The whole book left a bad taste in my mouth - I think bullying is a real issue and a very important one - but this book does nothing to help with that issue!
I enjoyed reading the reviews of this book more than I liked reading the book. I can actually feel the painful experiences in some of those comments.
This book probably would have been much better if she had a professional write it for her because for me her personality came across in a very bad way. One that was much worse than the subject at hand.
This is a true story of a young girl who endured being an outcast, reject and target of bullying throughout her elementary and high school years. I could not imagine living through the experiences she had to suffer through. The scary thing is, this is happening daily in many of our schools. Kids are the targets of other kids unkindness..... just because those other kids are trying to appear cool and gain the admiration of their friends. How she made it through all of this and how she managed to become a highly respected author and publisher makes this a book you will find difficult to lay down. And if you have a teen who is experiencing this kind of bullying, this might be a good book of ideas on coping and of hope for the future. I HIGHLY recommend this book!
If you have ever been the victim of bullying - you can totally relate to this book. I think it is an excellent book to have teens read that may be going through similar experiences to let them know, they are not alone.
This was quite the powerful book. I was reminded again that everyone in high school has something to deal with. Some of us have harder things than others. More than a few times during my reading of this book I said a prayer of thanks to whomever was listening that my life was never threatened, that I was never attacked physically, and that I had an understanding Mother who didn't seem to think the problem was with me. Still, I have my scars from childhood and high school; my scars though are emotional rather than physical in nature.
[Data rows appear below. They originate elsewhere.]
PR #5101, opened 2026-07-06
Preserve explicit port 0 in connection_from_url and HTTP/2 authority

nishat-06:
connection_from_url() and the HTTP/2 request authority build the port with a truthiness check, so an explicit :0 in the URL gets dropped and replaced by the default 80 or 443. This is the same handling #5071 corrected for URL parsing, pool selection, and proxy configuration, but these two call sites were left using `port or <default>`. Switching them to an explicit None check keeps an explicit port 0.

### DIFF
--- a/src/urllib3/http2/connection.py
+++ b/src/urllib3/http2/connection.py
@@ -127,10 +127,11 @@ class HTTP2Connection(HTTPSConnection):
         self._request_url = url or "/"
         self._validate_path(url)  # type: ignore[attr-defined]
 
+        port = self.port if self.port is not None else 443
         if ":" in self.host:
-            authority = f"[{self.host}]:{self.port or 443}"
+            authority = f"[{self.host}]:{port}"
         else:
-            authority = f"{self.host}:{self.port or 443}"
+            authority = f"{self.host}:{port}"
 
         self._headers.append((b":scheme", b"https"))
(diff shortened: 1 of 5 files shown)


src/urllib3/http2/connection.py
```diff
@@ -127,10 +127,11 @@ def putrequest(  # type: ignore[override]
         self._request_url = url or "/"
         self._validate_path(url)  # type: ignore[attr-defined]
 
+        port = self.port if self.port is not None else 443
         if ":" in self.host:
-            authority = f"[{self.host}]:{self.port or 443}"
+            authority = f"[{self.host}]:{port}"
         else:
-            authority = f"{self.host}:{self.port or 443}"
+            authority = f"{self.host}:{port}"
```
illia-v, line 134: Please add a test covering these lines

illia-v (commented):
Thanks!

This is a good follow-up to a recent #5071.

src/urllib3/http2/connection.py
nishat-06: Done. Added test_request_authority_port_zero in test/test_http2_connection.py, it builds the request with port 0 and asserts the :authority header comes out as example.com:0. It fails against the old self.port or 443 (gives :443) and passes with the None check.

illia-v (approved):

very good book. what amazed me the most was how everyone welcomed her w/ open arms to her reunions and how they didnt think what they'd done to her was that bad. Sad. ppl just dont realize how their actions can affect someone for life.
This is a very insightful look into the sociological world of elementary through high school students. I identified with Jodee's inability to fit in with her classmates and remembered feeling the same hurt, embarrassment, and loneliness she experienced. This book should be required reading in high schools across the country. Perhaps if more young people could see how their comments and actions affect others, then possibly there would not be as much cruelty exhibited by students. This is probably one of the biggest reasons we have had so many school tragedies such as Columbine.